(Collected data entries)
[Start of Attachment]
PR #1559, opened 2023-02-24
feat: migrate from global yarn v1 to bundled yarn v3

### LINKED ISSUE #1109: Reduce onboarding complexity by replacing dependency on yarn
## Describe the bug

This issue reflects some conversation on our support thread and with @dbjorge 

`yarn` is a an undocumented dependency of the Azure DevOps extension task. This is because the task installs its dependencies at runtime using the `yarn` package manager. While Microsoft hosted pool agents include `yarn` by default, some build environments don't have `yarn` installed. This increases onboarding complexity because users need to debug the error and add `yarn` to their pipeline themselves.

Users also need `node >= 10.x`. This is because the puppeteer install script (and perhaps others) run 'node install.js'. The ADO task execution handler runs node10 but installing node6 for example, may prefix the PATH and fail - puppeteer uses async syntax which isn't supported until 10.x. 

### Constraints

We install dependencies at runtime instead of pre-building them for a few reasons:
- VSIX files have a maximum size limit of 50 MB. [The documentation](https://docs.microsoft.com/en-us/azure/devops/extend/publish/overview?view=azure-devops#check-package-size) suggests a mitigation: "Fetch things at runtime or during install time rather than providing it within the package."
- Some deps like `puppeteer` have different postinstall steps based on the OS platform; we might need to create and maintain several bundles

### Current approach

We maintain a `yarn.lock` file that represents the required runtime dependencies. We assume `yarn` exists on the build agent and [invoke `yarn install`](https://github.com/microsoft/accessibility-insights-action/blob/main/packages/ado-extension/src/install-runtime-dependencies.ts) towards the beginning of task execution.

### Possible improvements

- [x] #1123
- [ADO documentation](https://docs.microsoft.com/en-us/azure/devops/extend/publish/overview?view=azure-devops#check-package-size) also suggests "Consider using the tool installer lib to pull tool dependencies at runtime. Using the lib offers benefits where the tool is cached by version so for private agents, it won't get downloaded every build. We made it a lib so it can be used outside of tool installer tasks. But, the task won't work in disconnected scenarios (no internet), which should be in the description / docs for the task." See if leveraging the tool installer lib ([sample here](https://github.com/microsoft/azure-pipelines-tool-lib/blob/master/sample.ts)) would help us.
- Switch from `yarn` to `npm` for runtime-installation since `npm` will exist more often in `node` environments than `yarn` will. We don't use `npm` for our own local development yet because of issues like https://github.com/npm/cli/issues/4232#issuecomment-1034240038 - we need override behavior. If we take this approach, Dan suggests converting our `yarn.lock` file to `package-lock.json` using something like https://github.com/imsnif/synp.
- ...others?

### LINKED ISSUE #1551: Accessibility-insights for azure devops not working and throw exception
## Describe the bug

The accessibility task was working very well but suddnly it start report this error:
_node:internal/modules/cjs/loader:1210
  return process.dlopen(module, path.toNamespacedPath(filename));_

image

Added a new task to install NodeJS version 16 but unfortunately we got a different error:
ERROR PuppeteerCrawler: handleRequestFunction failed, reclaiming failed request back to the list or queue {"url":"[https://shopin3d-ppe.azurefd.net/en-us/store/shop-in-3d/surfaceprox.html","retryCount":1,"id":"HuyCQqyoK9MYjRm"}](https://shopin3d-ppe.azurefd.net/en-us/store/shop-in-3d/surfaceprox.html%22,%22retryCount%22:1,%22id%22:%22HuyCQqyoK9MYjRm%22%7D)
  Error: Navigation timed out after 60 seconds.
      at handleRequestTimeout (D:\a\_tasks\accessibility-insights_4811a442-2fd3-5aa8-ba1a-14cb7e24c113\3.2.0\node_modules\apify\build\crawlers\crawler_utils.js:19:11)
      at PuppeteerCrawler._handleNavigationTimeout (D:\a\_tasks\accessibility-insights_4811a442-2fd3-5aa8-ba1a-14cb7e24c113\3.2.0\node_modules\apify\build\crawlers\browser_crawler.js:418:54)
      at PuppeteerCrawler._handleNavigation (D:\a\_tasks\accessibility-insights_4811a442-2fd3-5aa8-ba1a-14cb7e24c113\3.2.0\node_modules\apify\build\crawlers\browser_crawler.js:401:18)
      at runNextTicks (node:internal/process/task_queues:61:5)
      at processTimers (node:internal/timers:499:9)
      at async PuppeteerCrawler._handleRequestFunction (D:\a\_tasks\accessibility-insights_4811a442-2fd3-5aa8-ba1a-14cb7e24c113\3.2.0\node_modules\apify\build\crawlers\browser_crawler.js:343:13)
      at async wrap (D:\a\_tasks\accessibility-insights_4811a442-2fd3-5aa8-ba1a-14cb7e24c113\3.2.0\node_modules\@apify\timeout\index.js:73:27)
image

**To Reproduce**

2. Click on '...'
3. Scroll down to '...'

- OS Name & Version: 
- Azure DevOps Extension Version & Environment: 
- Browser Version: 
- Target Page:

dbjorge:
#### Details

This PR migrates the repo to yarn v3, both for development of the extension and also for our customers. Notable impacts of this are:

* A copy of yarn 3 is now checked into the repo
* The same copy of yarn 3 is now bundled with the ADO extension and invoked directly. This means that users will no longer need to include any explicit `npm install -g yarn` step, and it insulates us from issues due to from differences in yarn versions based on customer environment.
* Because of this above, it is easier to invoke our bundled yarn using the same node binary that our script runs within. This means that users will no longer need to include any explicit `NodeTools@0` step, and it insulates us from issues due to differences in Node versions based on customer environment (I suspect this should fix #1551).
* We get to drop our `lerna` dependency in favor of the yarn workspaces plugin, which substantially reduces our overall dependency tree size
* Pre-empts the possibility of package-squatting attacks against workspace-internal packages

##### Motivation

* Removes a few steps from onboarding
* Prevents several classes of errors we've seen customers hit recently
* Enables more precise yarn resolutions
* Pre-empts package-squatting attacks

##### Context

* [Service repo's yarn v3 migration PR for reference](https://github.com/microsoft/accessibility-insights-service/pull/2210)
* [Yarn's v1 -> v2+ migration guide that I followed for the first few commits](https://yarnpkg.com/getting-started/migration)

#### Pull request checklist

- [x] Addresses an existing issue: Fixes #1109


package.json
```diff
@@ -55,7 +57,7 @@
         "jest-extended": "^3.2.4",
         "jest-file-snapshot": "^0.5.0",
         "jest-junit": "^15.0.0",
-        "lerna": "^6.5.1",
+        "js-yaml": "^4.1.0",
```
dbjorge, line 60: `js-yaml` is here because bundling a working `.yarnrc.yml` required manipulating our base one a bit at runtime. I picked this over other yaml libraries (particularly, `yaml`) by asking "among widely-used and recently-maintained options, which one do we already have the latest version of in our transitive dependency tree anyway?"

katydecorah:
@dbjorge Overall, I think this would be a big improvement to the onboarding flow!

A few small questions:

- What does the maintenance of having yarn checked into the repo look like? Should we expect to update this periodically?
- Curiosity question: I noticed that the package.json files now have added `devDependencies`, was that a result of switching from lerna to yarn 3?
- I think this pull request could remove `lerna.json` at the root, correct?

dbjorge:
> * What does the maintenance of having yarn checked into the repo look like? Should we expect to update this periodically?

Yes, we should expect to update this periodically, probably at a pace comparable to updating node versions we use.

> * Curiosity question: I noticed that the package.json files now have added `devDependencies`, was that a result of switching from lerna to yarn 3?

This is a result of yarn v2+ being more strict about importing/using dependencies that aren't explicitly listed. Particularly, yarn v2+ doesn't place entries in `packages/subpackage/node_modules/.bin` for devDependencies that aren't explicitly listed by the subpackage, which breaks most dev tools we use in practice.

> * I think this pull request could remove `lerna.json` at the root, correct?

Yep, good catch, will push an update.

dbjorge:
[Test run against 8e89098](https://dev.azure.com/accessibility-insights-private/Accessibility%20Insights%20(private)/_build/results?buildId=42614&view=logs&j=7fa645d6-8008-59f5-c288-e237730992a6&t=9fc10df1-2a6a-5124-3d07-6f31ed1ddf6b). Ran a matrix of test cases (all combinations of hosted agent images `ubuntu-18.04`, `ubuntu-20.04`, `ubuntu-22.04`, `windows-2019`, `windows-2022` each with all combinations of "no explicit node/yarn install steps", "install node 16", "install node 16 + yarn", "install node 18"), all worked as expected.

katydecorah (approved):
This will be a big onboarding improvement! Nice work, @dbjorge!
[End of Attachment]
— Aim of the task —
Filter the records down to the lines containing the word "documentation", and copy those.

— Answer to the problem —
- VSIX files have a maximum size limit of 50 MB. [The documentation](https://docs.microsoft.com/en-us/azure/devops/extend/publish/overview?view=azure-devops#check-package-size) suggests a mitigation: "Fetch things at runtime or during install time rather than providing it within the package."
- [ADO documentation](https://docs.microsoft.com/en-us/azure/devops/extend/publish/overview?view=azure-devops#check-package-size) also suggests "Consider using the tool installer lib to pull tool dependencies at runtime. Using the lib offers benefits where the tool is cached by version so for private agents, it won't get downloaded every build. We made it a lib so it can be used outside of tool installer tasks. But, the task won't work in disconnected scenarios (no internet), which should be in the description / docs for the task." See if leveraging the tool installer lib ([sample here](https://github.com/microsoft/azure-pipelines-tool-lib/blob/master/sample.ts)) would help us.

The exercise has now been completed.